I'm sold on exotic wood necks. I always look for the most inexpensive exotics with the straightest, tightest grain. I don't like knots or uneven grain in a neck as this may lead to a future warp. Warmoth has some unbelievable exotics in the $250 range. The only exception I would make to spending more than roughly $250 for a neck, is an all ebony neck in the $500 range. One of these days if I live long enough...
BB in SC
YES! Note very tight, even and symmetrical wood grain. This should be a very true neck for many years.
NO! Note the random grain patterns. NO uniformity in the wood grain. Just looks like a possible future warp from here.
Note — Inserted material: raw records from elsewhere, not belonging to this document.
PR #788, opened 2017-03-21
Add fingerprints for macOS Sierra 10.12.3 and Kali 2016.2

Varunram:


Varunram:
Fingerprint added via Fingerprint interface

PR #790, opened 2017-03-22
ExpressJS detection added in http-devframework-fingerprints.lua

vinamrabhatia:


rewanth1997:
@vinamrabhatia I think its better to do a case insensitive match. 
You can use piece of code, `v:match( stdnse.generate_case_insensitive_pattern("Express") )`

vinamrabhatia:
@rewanth1997  Please look at the previous comment by @cldrn

PR #791, opened 2017-03-22
Handled the overflow errors in Ncat by modifying the output.

rewanth1997:
Closes issue #741.


dmiller-nmap:
These options take "tval" specifiers, not integers. These can be decimal, floating point, hex, or integer (depending on platform definition of `strtod`) and also can have a suffix of 'ms', 's', 'm', or 'h'. So even `ncat -d 1000h` can cause the overflow. 

The real limit for the `tval2msecs` function is that it must be less than `LONG_MAX` milliseconds. The function will return -1 in the case of an overflow. 

The `o.linedelay` option is further limited, though, in that it is an integer, not a long. So there is an additional overflow that is not checked for that reduces the limit to something like 596 hours (nearly 25 days) on my system. 

We could eliminate this by using a long instead of an int, or we could set a hard upper limit that is smaller than the upper limit on any system (32-bit or greater; 16-bit systems can't hold even the number of ms in an hour in an integer). 35000 minutes would work (583 hours or 2100000 seconds).

We could also report the actual limit based on `MAX_INT`: `"must be between 0 and %ds", MAX_INT / 1000`

rewanth1997:
@dmiller-nmap LONG_MAX == INT_MAX on both 32 bit and 64 bit OS. So, I have used INT_MAX only.
Please review the changes. I think this closes PR #745 too. Please check that also.

dmiller-nmap:
This issue was superseded by commit 49c88de5a15f3a46b.

PR #793, opened 2017-03-22
[NSE] New Script http-vuln-headers to check for security header options

vinamrabhatia:


Varunram:
Related: http://seclists.org/nmap-dev/2016/q4/162

vinamrabhatia:
I would like you to plz go through http://seclists.org/nmap-dev/2017/q1/172 . I mentioned on how it is related to http://seclists.org/nmap-dev/2016/q4/162.

Varunram:
I did and hence the Related comment :) Its just a reference to make reviewing easier

scripts/http-security-headers.nse
```diff
@@ -0,0 +1,305 @@
...
+    end
+    if line:match("[Cc]ookie") then
+      table.insert(cookie, line)
+    end
+  end
+
+  if #hsts_header > 0 then
+    table.insert(output_info, "HSTS is configured.")
+    table.insert(output_info, "Header: " .. table.concat(hsts_header, " "))
+  elseif port.number == 443 then
```
mogigoma: An HTTPS server may be running on another port, triggering this script via Service Detection. It would be nicer if this line checked if this port was registered as using SSL by using `shortport.ssl`.

scripts/http-security-headers.nse
```diff
@@ -0,0 +1,305 @@
...
+  if response == nil then
+    return fail("Request failed")
+  end
+
+  if response.rawheader == nil then
+    return fail("Response didn't include a proper header")
+  end
+
+  for _, line in pairs(response.rawheader) do
+    if line:match("[Ss]trict.[Tt]ransport.[Ss]ecurity") then
```
mogigoma: For header matches in this loop, it would be safer to bind the regexes to the start of the line. That prevents unexpected header values from being misinterpreted as header names.

scripts/http-security-headers.nse
```diff
@@ -0,0 +1,305 @@
...
+      table.insert(hsts_header, line)
+    end
+    if line:match("[Pp]ublic.[Kk]ey.[Pp]ins") then
```
mogigoma: HTTP headers are case-insensitive ([RFC2616 4.6](https://www.w3.org/Protocols/rfc2616/rfc2616-sec4.html)), so converting the line to lowercase before matching against the lowercase field name is better. Also note that header values can span multiple lines by whitespace-prefixing a line, but I'm not sure if that's used in the real world.

scripts/http-security-headers.nse
```diff
@@ -0,0 +1,305 @@
...
+    if line:match("[Cc]ontent.[Ss]ecurity.[Pp]olicy") then
+      table.insert(csp_header, line)
+    end
+    if line:match("[Xx].[Pp]ermitted.[Cc]ross.[Dd]omain.[Pp]olicies") then
+      table.insert(x_cross_domain_header, line)
+    end
+    if line:match("[Cc]ookie") then
+      table.insert(cookie, line)
+    end
+  end
```
mogigoma: Consider adding [referrer-policy](https://www.w3.org/TR/referrer-policy/) and [expect-ct](http://httpwg.org/http-extensions/expect-ct.html) headers.

scripts/http-security-headers.nse
```diff
@@ -0,0 +1,305 @@
...
+      elseif line:match("ALL") or line:match("all") then
+        table.insert(output_info, "Description: All policy files on this target domain are allowed.")
+      end  
+    end
+
+  end
+
+  if #cookie > 0 then
+    for _,line in pairs(cookie) do
+      if port.number == 443 and line:match("[Ss]ecure") then
```
mogigoma: Also recommend the use of `shortport.ssl` here.

mogigoma:
This is a personal preference, but I'd find it easier to read this script if the loops of `if` statements were converted to operate on tables such as:

    header_regexes = {
      -- Using this form avoids matching headers that are prefixes of other headers.
      {"^strict.transport.security *:", hsts_header},
      -- Catch old versions of headers as well.
      {"^(x-webkit-csp|(x-)?content-security-policy) *:", csp_header},
      ...
    }
    for _, line in pairs(response.rawheader) do
      for _, header_definition in pairs(header_regexes) do
        local regex, tbl = header_definition
        if (line:lower()):match(regex) then
          table.insert(tbl, line)
        end
      end
      ...
    end

mogigoma:
Finally, if the HTTP library doesn't have this feature already, I'm sure that future scripters would appreciate you adding a careful header parsing function (that canonicalizes header names in both case and name vs historical/platform-specific versions) to the HTTP library. Baking-in value parsing to the library might also be desirable.

scripts/http-security-headers.nse
vinamrabhatia: Thanks @mogigoma for the suggestions. I have incorporated  those in the script.

mogigoma:
Love the new output style. Now that there's a line dedicated to saying that a header is configured, it'd be nice if that line also pointed out when the header was absent.

vinamrabhatia:
Actually! As far as I know, nmap never outputs whats missing..it just tells
us whats there. Thanks again for suggestions.

Cheers
Vinamra

djcater:
"Except-CT" should be Expect-CT (http://httpwg.org/http-extensions/expect-ct.html).

vinamrabhatia:
Thanks for pointing out. I have corrected this in the main codebase.

nnposter:
A few questions/comments:

* Why are some of the finding names using dashes and others underscores? Is there a reason for this inconsistency? Example: `X_Frame_Options` vs. `Content-Security-Policy`. (My vote would be not to do these conversions.)
* Why is the portrule not simply `portrule = shortport.http`?
* Literal string matching should be used where suitable. Example: `xframe_header == 'deny'` instead of `string.match(xframe_header,'deny')`
* String patterns should be more robust to avoid false-positive matches. Example: ` string.match(xframe_header,'sameorigin')` against `Allow-From https://sesameoriginals.com`
* Using `.` instead of `%-` in patterns is undesirable. Example: `string.match(xframe_header,'allow.from')`
* Consistent person should be used in descriptions. Example: `Description: Prevent user agent...` vs. `Description: Instructs user agent...`
* Analysis of `Set-Cookie` headers should be instead leveraging member `response.cookies`. Otherwise the analysis is problematic due to the unique syntax and interpretation rules for this header.
* Is there a reason why the script does report on cookie attribute `secure` but not `httponly`?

Necks are the tricky part in my orders. Half of the specifications have to be the same:
1) Vintage Modern construction
2) Fat back shape
3) SS6105 frets
4) Unfinished neck, no maple/mahogany/koa.
I chose rosewood for my first neck so no woods left in the vintage modern category. I paid extra for my second neck to have goncalo alves/pau ferro. I really don't like to pay extra, I hope Warmoth will expand the wood choices for the vintage modern necks. That's the reason I have a body at home and two other bodies on shipping but no necks.
I have a killer Les Paul body and in the future I'd like to order a killer neck to match it, I have decided on ziricote for the fretboard but I'm not sure if Warmoth will do such a neck in vintage modern constuction. No binding with SS frets also, so either i'll order it fretless and have a local luthier do the frets & binding or I 'll wait til Warmoth offers it as an option.
I'm sold on exotic woods, too many maple necks in guitars. I would like to try different woods, all look beautiful to me except plain ebony. I like grains in the necks but I'm not so picky as I am with the body tops.
i buy warmoth so i can get something over the top. it's all about custom. i can get a cheapo squire and upgrade the hardware for cheaper than an american strat or even a warmoth, it'll sound and play great. so when i buy warmoth it's more about custom than value. i'll get something highly figured or exotic every time.
None of the pole options fit me. I buy the neck that fulfills the dream of the particular build I have in mind. Sometimes its just a Maple/Rosewood neck and sometimes it's a Wenge with an Ebony fingerboard. Sometimes its a bound and painted neck. I do really dig exotic wood necks though. They are pretty inexpensive for what they are and you save money by them not requiring a finish. The prices for exotics are going to increase dramatically as supply dwindles so now is a good time to build up the arsenol.
Exotics baby! I am sold on my first and figure ALL of my future necks will pretty much be exotic. It is a shame we are cutting them all down (well not us in particular, but society in general) and I agree with Gregg, get 'em while you can as the numbers will certainly start to dwindle in the future.
I build for whatever it is I am looking for, might be plain and simple, out of the showcase, or custom order (my preference), depends on the plan...
Bottom line, I am diggin' the exotic world and in for the long haul myself...
For me it depends. I don't care about the look of the wood at all - but the LP neck i recently order wasn't cheap - with binding and paint. I didn't get inlays so it's a little cheaper than the more expensive inlay. Though for a strat I wouldn't pay much since I wouldn't have binding or expensive paint.